I used Plex for my home media for almost a year, then it stopped playing nice for reasons I gave up on diagnosing. While looking at alternatives, I found Jellyfin which is much more responsive, IMO, and the UI is much nicer as well.
It gets relegated to playing Fraggle Rock and Bluey on repeat for my kiddo these days, but I am absolutely in love with the software.
What are some other FOSS gems that are a better experience UX/UI-wise than their proprietary counterparts?
EDIT: Autocorrect turned something into “smaller” instead of what I meant it to be when I wrote this post, and I can’t remember what I meant for it to say so it got axed instead.
From my computing guide https://lemmy.ml/post/511377 :
The following software is shared by both Linux and Windows, which will astound you, because the quality of these is the best in their respective categories. There will be a (*) marking for the better one, and (^) if it is FLOSS.
As you might have noticed some patterns and anomalies:
This is a fantastic list, thanks so much ♥
Grateful, you can read the full linked guide at the start of comment. If you go to the sublemmy/community, you can also see my very famous nonroot smartphone privacy guide. These will help you a lot!
In exchange, I demand cute emojis as donations.
Wait, is 7zip not available on Linux? Then what have I been using??
Most likely 7-Zip via WINE, or p7zip (which is stuck at 16.04 version, current is 23.01). I use 7-Zip and WinRAR via WINE.

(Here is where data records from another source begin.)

PR #1286, opened 2018-03-15
Compare two shared databases to known what to send

nono:


pkg/sharing/replicator.go
```diff
@@ -0,0 +1,190 @@
...
+// ComputeRevsDiff takes a map of id->[revisions] and returns the missing
+// revisions for those documents on the current instance.
+func (s *Sharing) ComputeRevsDiff(inst *instance.Instance, changes Changes) (*Missings, error) {
+	ids := make([]string, 0, len(changes))
+	for id := range changes {
+		ids = append(ids, id)
+	}
+	results := make([]SharedDoc, 0, len(changes))
+	req := couchdb.AllDocsRequest{Keys: ids}
+	err := couchdb.GetAllDocs(inst, consts.Shared, &req, &results)
```
jinroh: `GetAllDocs` has a default `include_docs` set to `1`: could be useful to add a negation of this default property in the `AllDocsRequest` struct, like `NoIncludeDocs`, to prevent the inclusion of the document content.

jinroh: see: https://github.com/cozy/cozy-stack/blob/master/pkg/couchdb/couchdb.go#L841

pkg/sharing/replicator.go
```diff
@@ -0,0 +1,190 @@
...
+		return ErrInvalidURL
+	}
+
+	// TODO get the last sequence number
+
+	changes, err := s.callChangesFeed(inst)
+	if err != nil {
+		return err
+	}
+	fmt.Printf("changes = %#v\n", changes)
```
jinroh: `fmt.Printf` to remove

jinroh: Or maybe you're doing because its a WIP, and dont want the compiler to yell ?

nono: Yes, this function is a WIP

PR #1287, opened 2018-03-15
Remove the globals package and merge pkg/scheduler into pkg/jobs

jinroh:
Re-factorization of the jobs packages:
  - merges the `pkg/scheduler` into `pkg/jobs`: no real reason to separate these two packages, and it is useful to have them in the same module to share primitives
  - removes the `pkg/globals` package which is no longer needed
  - new `JobSystem` struct gathering a `Broker` and `Scheduler` interfaces, exported as a global via the `jobs.System()` method


pkg/jobs/scheduler.go
```diff
@@ -174,7 +173,7 @@ func GetJobs(t Trigger, limit int) ([]*jobs.Job, error) {
 }
 
 // GetTriggerState returns the state of the trigger, calculated from the last
-// launched jobs.
+// launched
```
nono: Your `sed` was a bit too violent :laughing:

jinroh: Indeed ><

I stick to 22.01 for best compatibility, since 23.01 brought a minor change with ARM64 executable compression non-standard with previous 7-Zip versions.
In general I like your list, but you should not recommend uTorrent to anybody for several reasons, they have pulled a lot of bullshit before, they have ads, and they possibly might be giving feds a back door, but I can’t prove that by any means.
My purpose to put it there is that it still is the most recognised torrent client in computing history, and since it does not have a * mark, nobody should pick it over QBitTorrent or Deluge (FOSS and superior). It is only a way for new, less literate computing users (who this guide covers) to recognise what is a torrent client with a familiar name.
Fair enough, but considering the possibilities and the shitty things they’ve verifiably done, knowing that QB is available on both, it just seems like a bad idea to recommend uTorrent.